El argumento anterior se refiere al problema del bien común intrínseco e inmanente del universo; voy ahora a exponer y refutar dos argumentos más, que se relacionan esta vez con el bien común extrínseco, separado y trascendente de todas las cosas, es decir, con Dios.

 

4. El segundo argumento personalista y su refutación.

Estrechado el personalista por todas partes, buscando resquicio para huir del aprieto en que le pone el filósofo comunitario, alza los ojos al cielo y busca en el Sumo Bien la glorificación de la persona humana. ¡Optimo fundamento! ¿No está el hombre destinado a semejarse a Dios en la visión beatífica, asimilándose y pareciéndose a él lo más posible? Ahora bien, piensa nuestro adversario: esto puede hacerse de dos maneras: una comunitaria, que es la que propugna De Koninck; otra personalista, que es la que propugna Maritain. La primera es práctica (ya vimos que para Eschmann «el principio de la primacía del bien común es válido dentro del orden humano, práctico, moral, político») ; la otra, especulativa.

La asimilación comunitaria consistiría en parecerse a Dios tomando a éste como causa común de los bienes del universo (bonum universale in causando). En este caso considero a Dios como un artífice que da el ser a las cosas valiéndose de su entendimiento práctico, del mismo modo que el carpintero da ser a la mesa o el banco por medio de su actividad práctica. Dios es entonces a su obra como el hombre a la suya: hay una semejanza proporcional entre el hombre y Dios, porque hay un parecido entre la actividad práctica del ser supremo y la actividad práctica del ser humano. A esta mera semejanza proporcional estaría, según sus adversarios, limitado el comunitarismo de Charles De Koninck al propugnar que Dios es el bien común separado del universo al que debe someterse la persona.

En cambio, la asimilación personalista, que es la que propugna Maritain, consiste en parecerse a Dios considerado como perfección absoluta (bonum universale in essendo). En este caso considero a Dios dando de lado toda relación a la voluntad creadora y a la actividad práctica, volviéndome a él para contemplarle en sí mismo, olvidando las cosas que hace fuera. Entonces la semejanza entre el alma y Dios es verdadera y profunda, pues no se trata ya de una semejanza proporcional, como en la vez anterior, sino de una semejanza directa, en que el alma es deificada y transformada en su amado. A esta semejanza mayor es a la que nos invita el personalismo, afirmando que estamos destinados a Dios como perfección absoluta y no como bien común.

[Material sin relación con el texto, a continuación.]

PR #1086, opened 2020-08-10
build.bash improvements

mstormi:
build on pi, too
intro TMPDIR
trap on exit/err to remove mounts and temp folder

### DIFF
--- a/build.bash
+++ b/build.bash
@@ -111,7 +111,7 @@ check_command_availability_and_exit() {
 
 # mount rpi image using userspace tools, in docker use privileged mount via kpartx
 mount_image_file_boot() { # imagefile buildfolder
-  if ! running_in_docker && ! running_on_github; then
+  if ! running_in_docker && ! running_on_github || is_pi; then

Santo Tomás había escrito ya que la actividad del entendimiento práctico hace al hombre menos semejante a Dios que la actividad del entendimiento especulativo, porque en el primer caso sólo hay una semejanza proporcional, y en el otro una semejanza directa (similitudo intellectus practici ad Deum est secundum proportionalitatem, quia scilicet se habet ad suum cognitum sicut Deus ad suum. Sed assimilatio intellectus speculativi ad Deum est secundum unionem vel informationem; quae est multo maior assimilatio)[30]. Eschmann se aferró a este texto para fundar su teoría, y hasta dijo que era el texto capital del personalismo, the chief «personalist» text.[31].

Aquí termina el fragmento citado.